トールってそもそもこんな声だったっけ? 私は布にくるまれたまま少しだけ首を傾けた。
そして、なんて言ったの、トール? と言おうとした私の口から漏れたのは、あー、とも、おーとも聞こえる空気を震わせるだけの息だった。
驚いた私は何度も何度も声を出そうと喉を震わせた。高い音に低い音、大声に囁き声と色々と試してみたにもかかわらず、どうやってもまともな声が出なかった私は、のどの調子が悪いのかと手を首に当てた。しかし、首に当てた手はすぐに力を失くしてだらんと垂れ下がった。
ここで、ようやく私は自分の体がおかしいのでは、ということに気がついた。この世界の重力が元いた世界の重力と違うなどと考える前に、自分の体を確認するべきだ。私は白い布のすき間から見える自分の体を、じっと観察した。

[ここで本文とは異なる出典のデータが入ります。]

PR #164, opened 2020-07-22
Fix VFD definition

gtfierro:
- [X] Wrong definition was copied in for VFD
- [X] added citation to ASHRAE data dictionary
- [x] move VFD out of HVAC Equipment hierarchy as a subclass of a more generic Motor class


corymosiman12:
Hey Gabe - my understanding is that a VFD is actually not a type of motor.  It is instead a motor controller.  Whether or not we want to get that technical is another question, but just wanted to put it out there.

gtfierro:
Haystack currently models a VFD as a kind of Motor, so I was just being consistent with that choice. I think for the kind of analytics we are targeting, conflating the driver with the motor itself seems to be a common design decision

corymosiman12:
Ah - I see.  Thanks for the clarification

Issue #157, opened 2020-07-20
Direction_Command


corymosiman12:
Currently this is the same as `Disable_Command`, which should be changed.

PR #168, opened 2020-08-06
Small Fixes

gtfierro:
Collection of fixes that don't necessarily merit their own PRs:

- [X] add return air differential pressure sensor
~~- [ ] add other differential pressure sensor "flavors"~~ can't find the earlier reference I was going to use
- [x] constant air volume box (cav)
- [x] carbon monoxide (co)
- [X] add cooling tower
- [X] define heat wheel
- [X] add "air handling unit' as more common term (the existing "air handler unit" class isn't quite right, but we aren't deprecating it)
- [X] fix direction command  (https://github.com/BrickSchema/Brick/issues/157)
- [x] supply/discharge equivalencies:
    - [X] alarm
    - [x] substances
    - [x] sensor
    - [x] status
    - [x] setpoint
    - [x] parameter


s0301132:
Hi @gtfierro, so you will add a cooling tower tag in Brick.ttl later?

gtfierro:
Yes, for sure! It is a long-standing oversight that I finally had time to fix. Are there properties/types of cooling towers that you would like to see added to Brick as well?

s0301132:
@gtfierro for now I just need cooling tower tag so I can set relationship between cooling tower fan and cooling tower, Thanks!

gtfierro:
Wonderful! Feel free to use `brick:Cooling_Tower` as that class for now.

jbkoh (approved):
All look good. A collection of small changes is not small at all. Great!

うーん、そうだね。ハムスターに転生する前の人間だった頃に比べて、色が病的なまでに白いうえに、びっくりするほど華奢だし、腕も極端に細いような気がする。そもそもこの体って、どうやって作られたの? まさか遺伝子操作で培養されたとかじゃないよね? 大きな試験官の中でタプタプの培養液に浸かってたとかじゃないよね? というファンタジーな世界に似つかわしくない妄想が頭の中で渦巻く。
いやいや、神様のよくわからない力のおかげですよねーと、私は大慌てで頭をぶんぶんと振って妄想を打ち消そうとしたが、それほどの力はなく首をかくんと傾けただけに終わった。

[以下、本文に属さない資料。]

PR #174, opened 2020-09-02
VBIS alignment

gtfierro:
Defines the alignment TTL file from the exported 1st sheet of the alignment document.

@jbkoh would be great to get your input on this

TODOs:
- [x] remove VBIS version information (they have none yet)


jbkoh:
@gtfierro Sorry for the late response, and thanks for porting the CSV file.

1. 
I think it looks good in general, but have a meta point to discuss: Class-level modeling vs Instance-level modeling. I agree with the current way of alignment, but want to briefly discuss this for the record.

The current alignment is at the Class level; any instances won't be directly related to VBIS tags, but Classes are annotated with VBIS tags. Any querier interested in VBIS tag should look up the class and its associated VBIS tag. So, technically we don't use the power of graph traversal or "reasoning" for VBIS tags.

On the other hand, if we model VBIS tag at instance level similar to Brick Tags, we can know what VBIS tags are associated with actual instances and they are directly queriable with VBIS tags. However, it requires users to use "reasoning" to get the instances' association with VBIS tags.

That being said, VBIS tag does not reside in the RDF world, and we'd want to use this alignment as a reference/annotation instead of querying (e.g., please return all the instances with `ME-ATU-VAV-SDHC` VBIS tag.)

2. 
The compatibility check in terms of the class hierarchy. Though it's obvious in many cases, it'd be safe to have a test case to check whether the VBIS specialization has the same structure as Brick's subclass hierarchy. For example,
```turtle
brick:Variable_Air_Volume_Box vbisalign:hasVBISTag "ME-ATU-VAV*" .

brick:Variable_Air_Volume_Box_with_Reheat vbisalign:hasVBISTag "ME-ATU-VAV-SDEH",
        "ME-ATU-VAV-SDHC" .
```
This needs to be better checked. (If we model VBIS tags at instance level, we can do the check automatically within the OWL reasoning framework, but I'm fine with custom logic in Python.)


4. 
I see that `*` is in several places but only for suffixes. Is there any specific reason for not using it for prefixes? E.g., *-me-*.

5.
While I was writing those thoughts, I got curious whether each level in VBIS has a specific meaning other than just specialization level. If level has some meaning, we'd better separate them out into multiple tags in this alignment, but I think it's not the case. Please confirm if my understanding is correct.

6. 
`brick:Supply_Fan vbisalign:hasVBISTag "ME-Fa*" .` --> Is this correct? I understand VBIS doesn't model `Supply_` but only asset types, but if we want to mix two worlds, we should be consistent in either 1) not explicitly associating them or 2) completely associating them.

Rearticulating 1) and 2)
1) `ME-FA*` should not be associated with `brick:Supply_Fan` but only `brick:Fan`. Then, users should judge by themselves whether they want to look up a target Class's parents for VBIS tags or not.
OR
2) `ME-FA*` should be applied to all the subclasses of the target class for completeness, which should be considered in the generation code. So, if there is some hypothetical class called `brick:Special_Supply_Fan`, it should be also associated with `ME-FA*` even though it may not be in the spreadsheet. 

I'm fine either way, but prefer the second option for ease of use. 


Actual mapping looks good, and I'm willing to discuss the above agenda further. Thanks!

JoelBender:
SHACL supports regular expression matching (`sh:pattern` based on SPARQL REGEX function, in turn based on [XPath](https://www.w3.org/TR/xpath-functions/#regex-syntax)), so maybe a SHACL engine could help with this mapping as a separate rule/shape file.

gtfierro:
Trying out using SHACL patterns for this. Current model now encodes Brick classes as SHACL shapes whose values of `hasVBISTag` now must match the given patterns:

Simple example
```ttl
brick:Variable_Air_Volume_Box a sh:NodeShape ;
    sh:property [ a sh:PropertyShape ;
            sh:path vbisalign:hasVBISTag ;
            sh:pattern "ME-ATU-VAV*" ] .
```

Example where there are multiple compatible patterns:
```ttl
brick:Variable_Air_Volume_Box_with_Reheat a sh:NodeShape ;
    sh:or ( [ a sh:PropertyShape ;
                sh:path vbisalign:hasVBISTag ;
                sh:pattern "ME-ATU-VAV-SDHC" ] [ a sh:PropertyShape ;
                sh:path vbisalign:hasVBISTag ;
                sh:pattern "ME-ATU-VAV-SDEH" ] ) .
```

TODOs:
- [ ] is it ok to have a mapping that does not infer/generate the Brick class or VBIS tag from one representation vs another? This current implementation just validates
- [ ] make sure that the correct patterns (e.g. `*`) are added

JoelBender:
I believe that (1) it is preferable to not generate Brick classes or tags, alignment belongs as it's own thing and I would move these alignment shapes to their own namespace and work with VBIS to create and publish the model as RDF Linked Data.  For example:
```
brick:Water_Distribution a sh:NodeShape ;
    sh:property [ a sh:PropertyShape ;
            sh:path vbisalign:hasVBISTag ;
            sh:pattern "HY*" ] .
```
Becomes:
```
vbisalign:Water_Distribution a sh:NodeShape ;
    sh:targetClass brick:Water_Distribution ;
    sh:property [ a sh:PropertyShape ;
            sh:path vbis:hasTag ;
            sh:pattern "HY*" ] .
```
The idea that there can be some `?thing vbis:hasTag "ME-ATU-VAV-SDHC"` and have some engine generate the appropriate `?thing a brick:Variable_Air_Volume_Box_with_Reheat` is intriguing!

gtfierro:
@JoelBender I can get on board with making sure that we generate different shapes for the alignment rather than attaching them directly to the Brick namespace, and I've amended the prototype to match your suggestion (modulo the changes required to make VBIS "patterns" align with XML Schema-style regular expressions as required by SHACL)

My concern now is that the SHACL shapes themselves are not a convenient structure to drive a tool that can perform the required VBIS -> Brick inference. If we have a fully-qualified VBIS tag, then we can perform inference in OWL as follows:

```ttl
brick:Variable_Air_Volume_Box_with_Reheat   owl:equivalentClass [
    a owl:Restriction ;
    owl:hasValue  "ME-ATU-VAV-SDHC" ;
    owl:onProperty vbisalign:hasVBISTag
] .
```

but in the case where it is just the regular expression patterns, it would be convenient to have a `vbisalign:possibleVBISTag` property (or an equivalent but better named alternative) that just stored the relation between Brick classes and VBIS patterns w/o validating them:

```ttl
brick:Meter vbisalign:possibleVBISTag
  "EP-Me*", "BMC-ME*", "HY-Me*", "BMC-FM*" .
```

then that could be picked up by another tool (say `brickschema`) that uses the VBIS patterns to infer the Brick class, which could then be verified by the SHACL shapes

gtfierro:
This looks to be in a state where we are good to merge. There will be an upcoming PR on https://github.com/BrickSchema/py-brickschema using this alignment file to drive bi-directional Brick/VBIS inference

トールはずっと何かを話しているが、何ひとつ聞き取れないし、私の声は出ない。自分の体を支える力もない。お手上げだ。私は大きく息を吐き出して、力なく目を泳がせた。
もっと大天使に聞いておけばよかった。人間に転生するっていっても、赤ちゃんとして生まれる可能性もあったんじゃないだろうか。今の私の姿は大人ではなく、おそらくは十代だろうと思われるが、ひょっとして生まれたばかりの赤ん坊のように、ほとんど何もできない状態なのだろうか。
生まれ変わる場所、年齢、容姿、時間など、思えば聞かなければいけないことは山ほどあった。トールが慌てて私を大きな布でくるんだのだって、私がはだかで召喚されたせいだ。大天使め。服くらい着せて転生させろよ。ハムスターには毛皮があるから服が必要なかったけど、今回は人間に転生だよ。女の子をはだかで放り出すってどうかと思うよ。トールが召喚主だったからよかったものの、ちょっと間違えたら大事件だぞ。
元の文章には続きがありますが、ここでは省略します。